# 1948 Ford 8N FOR SALE



## infinityofwv

1948 Ford 8N Tractor completely rebuilt to orginial factory condition. New tires, new everything. Runs perfect. Show quality!!! But can still be used as a work horse. $4,500.

Call David 304-208-0202
Email [email protected]

More pictures available.

Located in Huntington, West Virginia

Pick-up only, no delivery sorry.


See pics at:
http://www.geocities.com/infinityofwv/1948Ford8N.html


----------



## Harvey

cruisin :wontshare


----------



## Harvey

Above posted by mistake, Sorry.


----------



## mark777

Harvey,

Were you thinking that for $4500. for an 8N it better be racy??


----------



## mark777

Harvey, 

If you like Fords, and really like 8N's check this one out.

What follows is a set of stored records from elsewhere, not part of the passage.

PR #8780, opened 2020-08-27
PPU: log LR in HLE functions

### LINKED ISSUE #8781: Game title doesn't show up on Discord Rich Presence after #8707
After PR #8707 game title doesn't show up on Discord Rich Presence anymore. This issue only affected some of the games in my library though, and the only pattern I could notice is that they are all disc games. Digital games don't seem to be affected at all.

before:
before regression

after:
after regression

Specs: i7-4770, GTX 1050 Ti, 12gb RAM, Windows 10 2004

elad335:
* Retry of #7180 for PPU LR logging in HLE functions for debugging purposes.
* Implement cellSpursAddUrgentCommand.
* Fix UB in Emulator::Load, fixes #8781.

### DIFF
--- a/rpcs3/Emu/Cell/Modules/cellSpurs.cpp
+++ b/rpcs3/Emu/Cell/Modules/cellSpurs.cpp
@@ -17,6 +17,11 @@
 
 LOG_CHANNEL(cellSpurs);
 
+extern u64 ppu_ldarx(ppu_thread&, u32);
+extern u32 ppu_lwarx(ppu_thread&, u32);
+extern bool ppu_stwcx(ppu_thread&, u32, u32);
+extern bool ppu_stdcx(ppu_thread&, u32, u64);
+
 error_code sys_spu_image_close(ppu_thread&, vm::ptr<sys_spu_image> img);
 
 //----------------------------------------------------------------------------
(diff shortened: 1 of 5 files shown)


rpcs3/Emu/Cell/Modules/cellSpurs.cpp
```diff
@@ -4087,10 +4092,49 @@ s32 cellSpursJobHeaderSetJobbin2Param()
...
+
+				found = true;
+				currCmd = newCmd;
+			}
+
+			if (!ppu_stdcx(ppu, jobChain.ptr(&CellSpursJobChain::urgentCmds, i).addr(), currCmd))
+				break; // Someone modified the job chain, restart search
+
+			if (found)
+				return CELL_OK;
```
Megamouse, line 4135: Maybe just use found as the condition for the while loop and simply return cell ok at the end while breaking here

elad335: It doesnt handle ppu_stdcx failures well though.

Megamouse: Can Just set found to false on failure.
Anyway. It's just for readability.
Currently it looks like the function may be void

Megamouse: Maybe it's even a warning. Haven't looked at the build log yet

elad335: I changed it to return a value at the end of function but I believe all compilers are smart enough to realise all paths of a loop either return a value or continue being in the loop. If they won't realise it they would have emitted invalid or dead code, it also applies for warnings.

Megamouse:
I think you also left some ugly spacing in System.cpp line 764 (while we're at it)

AniLeo:
Merging as Hotfix for #8781, don't forget to fix spacing on the next PR you open

PR #8783, opened 2020-08-27
tcp_timeout_monitor deadlock fix

RipleyTom:
Needs testing.


Aphelion725:
Seems good. Fixed the deadlocks while compiling PPU/SPU modules during firmware installation/booting some games, as well as the deadlocks that occurred when closing a game while connected to RPCN. No new issues noticed during testing.

PR #8787, opened 2020-08-28
Debugger: Replace SPU register prefix '$' with 'r'

elad335:
More consistent with PPU debugger, SPU register editor and registers panel, Ghidra.
It also looks cleaner IMO.
Removed from SPU channels completely.


Megamouse:
Is this supported by the majority of contributors? I don't use the debugger so I can't judge if this is a valid change.

bevanweiss:
I think the consistency with PPU is good, and the r prefix is definitely less confusing than $

VelocityRa:
+1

It was on dBay last week....very reasonable with an asking price of only $27,500 and the bids were slightly over $10.000 last time I looked.

It is the sweetest Ford I've ever seen. It is a beautiful, one of a kind Funk restoration.

Mark


----------



## Harvey

It is the sweetest Ford I've ever seen. It is a beautiful, one of a kind Funk restoration.

Mark [/B][/QUOTE] 


Mark that is a nice Ford but way to much for my budget.

harvey


----------